In this chapter, we have examined the use of stimulus materials in instructional technology research. Depending on the purpose of the research, the stimulus materials can range from artificial using nonsense symbols, to contrived materials using real words or text, and ultimately to realistic using actual lesson content. The selection of the type of stimulus materials is determined primarily by the focus of the research—verifying basic laws and principles of learning using technology or evaluating the effectiveness of applied instructional strategies using technology. Underlying the particular focus and concomitant selection of stimulus materials is the researcher’s emphasis on addressing different types of validity concerns. Basic research studies rely primarily on materials that foster high internal validity by controlling extraneous variables relating to the learner characteristics and the learning context. Applied studies place a greater emphasis on external validity to allow for generalization of the results to real-life learning contexts.

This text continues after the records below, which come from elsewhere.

PR #420, opened 2024-11-13
feat: allow logger handler to know about HTTP request details

grzuy:
Following up #417.

Another piece that helps switch from `plug_cowboy` to `bandit` without losing features in this Error Tracking / Logging area.

In `plug_cowboy`: https://github.com/elixir-plug/plug_cowboy/pull/57.

Example of a logger handler that consumes the `conn` made available as metadata by plug_cowboy:
- `logger_json`: https://hexdocs.pm/logger_json/LoggerJSON.html#module-metadata.

### DIFF
--- a/lib/bandit/pipeline.ex
+++ b/lib/bandit/pipeline.ex
@@ -46,10 +46,10 @@ defmodule Bandit.Pipeline do
             {:upgrade, adapter.transport, protocol, opts}
         end
       rescue
-        exception -> handle_error(:error, exception, __STACKTRACE__, transport, span, opts)
+        exception -> handle_error(:error, exception, __STACKTRACE__, transport, span, opts, conn)
       catch
         :throw, value ->
-          handle_error(:throw, value, __STACKTRACE__, transport, span, opts)
+          handle_error(:throw, value, __STACKTRACE__, transport, span, opts, conn)
       end
     rescue
       exception ->
@@ -202,9 +202,12 @@ defmodule Bandit.Pipeline do
           Exception.stacktrace(),
           Bandit.HTTPTransport.t(),
           Bandit.Telemetry.t(),
-          map()
+          map(),
+          Plug.Conn.t() | nil
         ) :: {:ok, Bandit.HTTPTransport.t()} | {:error, term()}
-  defp handle_error(:error, %type{} = error, stacktrace, transport, span, opts)
+  defp handle_error(kind, error, stacktrace, transport, span, opts, conn \\ nil)
+
+  defp handle_error(:error, %type{} = error, stacktrace, transport, span, opts, _conn)
        when type in [
               Bandit.HTTPError,
               Bandit.HTTP2.Errors.StreamError,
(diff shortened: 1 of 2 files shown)


mtrudel:
Correct me if i'm wrong, but this is pushing the entirety of the conn across to the logger and is thus ending up in people's logging stacks correct? If so, this is a bit of a deal breaker (at least by default) since it would be also exposing cookies and other sensitive bits as part of that.

grzuy:
> Correct me if i'm wrong, but this is pushing the entirety of the conn across to the logger and is thus ending up in people's logging stacks correct?

It depends, but probably not.

It will depend on what logger formatter the application is using and how it is configured.

That said, I don't expect any formatters to blindly push all metadata blindly. Given that 

Elixir `Logger`'s default formatter will not print any metadata unless the key is explicitly listed in the configuration. So in that case, will not be included in printed logs by default.

For Elixir applications sending logs to third-party services, I guess it depends on what their built-in logger formatters do by default. I may be wrong, but I expect none to, by default, include all logger metadata blindly.

To go over one example, `logger_json`, which supports sending logs as JSON to several popular services, will, by default, NOT send any metadata as far as I understand, per

image
image

source: https://hexdocs.pm/logger_json/6.2.1/LoggerJSON.html#module-shared-options

It can be set to `metadata: {:all_except, [:conn]}`, which is given as an example in its README: https://github.com/Nebo15/logger_json?tab=readme-ov-file#configuration.

Then, each of the 4 built-in formatters use that `:conn` metadata key, to extract useful request details before reporting to these 3rd party following their expected JSON schema.

- [`LoggerJSON.Formatters.Basic.format_http_request/1`](https://github.com/Nebo15/logger_json/blob/584a6243b66dbd074c1e87a177a278070005ab12/lib/logger_json/formatters/basic.ex#L76-L95)
- [`LoggerJSON.Formatters.Datadog.format_http_request/1`](https://github.com/Nebo15/logger_json/blob/584a6243b66dbd074c1e87a177a278070005ab12/lib/logger_json/formatters/datadog.ex#L199-L230)
- [`LoggerJSON.Formatters.Elastic.format_http_request/1`](https://github.com/Nebo15/logger_json/blob/584a6243b66dbd074c1e87a177a278070005ab12/lib/logger_json/formatters/elastic.ex#L275-L296)
- [`LoggerJSON.Formatters.GoogleCloud.format_http_request/1`](https://github.com/Nebo15/logger_json/blob/584a6243b66dbd074c1e87a177a278070005ab12/lib/logger_json/formatters/google_cloud.ex#L243-L266)


Worth noting that the presence of the `conn` in the logger metadata by default is something that plug_cowboy has since 2020.

grzuy:
Thanks Mat!

For what is worth, been running a phoenix production app against bandit `main` since yesterday, no issues.

Also tested:

- A throw was handled :heavy_check_mark: 
- `crash_reason` and `conn` are sent as logger metadata :heavy_check_mark:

It is this trade off that often requires researchers to begin a new area of inquiry with a study emphasizing high internal validity to isolate variables and phenomena. As a subsequent step, the laws and principles supported in the initial basic research are tested in realistic settings to determine their utility for different application contexts.

While the design of stimulus material directly influences the absolute and relative strengths of internal and external validity in a research study, the meaningfulness of the evidence obtained also depends on the degree to which the study participants mindfully engage with the instruction. That is, whether the material to be learned consists of nonsense symbols or material straight from the textbook currently being used, if participants’ primary incentive is to earn extra credit points that are noncontingent on performance, both internal validity (i.e., appropriate treatment induction) and external validity (realistic learning conditions) are likely to be compromised. Instructional technology research needs to continue to focus on relevant and quality research that addresses issues relevant to the field and to education in general. Studies are needed that help practitioners solve practical problems. But unless the research designs employed establish sufficient rigor, the results may not accurately reflect the uses and impacts of the technology applications examined (Ross et al., 2010).